PR #3330, opened 2017-04-18
Implements footstep sound system and adds sounds to various floor types.

Leshana:
Here by popular demand:
* Adds system for turfs to have "footstep sounds" that play when someone walks over them.
* Adds system for floor types (the kind of turfs where you can put tiles on them) to support the footstep sounds.
* Adds sounds to plating, tiles, wood, and carpet floor types.
* Footstep sound system is configurable in game_options.txt, it can be turned off completely or the volume adjusted.

Footstep sound files sourced from https://github.com/Endless-Horizon/CEV-Eris


Leshana:
Note that this feature is *inoperative* unless turned on in config files.

LorenLuke:
@Leshana 
Without scouring through here,, is there a provision for a more muffled (or none at all) sound for walking?

Leshana:
@LorenLuke Depends what you mean by that.
* There is a global system configuration for adjusting the volume or entirely disabling footstep sounds server wide.
* Different floors do make different sounds, so floors can be silent by having an empty sound list.

If you mean can players turn off hearing footstep sounds? No.
If you mean, can some carbon/human's be silent by various means? Not as is no.  Eris has code that makes wearing certain shoes silence your footsteps.  Specifically syndiegaloshes.  Which while hilarious, wasn't something I bothered to implement so far.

=====

• **REQUIRED ACTION**
Print the entire listing above once more, with nothing changed.

• **EXERCISE SOLUTION**
PR #3330, opened 2017-04-18
Implements footstep sound system and adds sounds to various floor types.

Leshana:
Here by popular demand:
* Adds system for turfs to have "footstep sounds" that play when someone walks over them.
* Adds system for floor types (the kind of turfs where you can put tiles on them) to support the footstep sounds.
* Adds sounds to plating, tiles, wood, and carpet floor types.
* Footstep sound system is configurable in game_options.txt, it can be turned off completely or the volume adjusted.

Footstep sound files sourced from https://github.com/Endless-Horizon/CEV-Eris


Leshana:
Note that this feature is *inoperative* unless turned on in config files.

LorenLuke:
@Leshana 
Without scouring through here,, is there a provision for a more muffled (or none at all) sound for walking?

Leshana:
@LorenLuke Depends what you mean by that.
* There is a global system configuration for adjusting the volume or entirely disabling footstep sounds server wide.
* Different floors do make different sounds, so floors can be silent by having an empty sound list.

If you mean can players turn off hearing footstep sounds? No.
If you mean, can some carbon/human's be silent by various means? Not as is no.  Eris has code that makes wearing certain shoes silence your footsteps.  Specifically syndiegaloshes.  Which while hilarious, wasn't something I bothered to implement so far.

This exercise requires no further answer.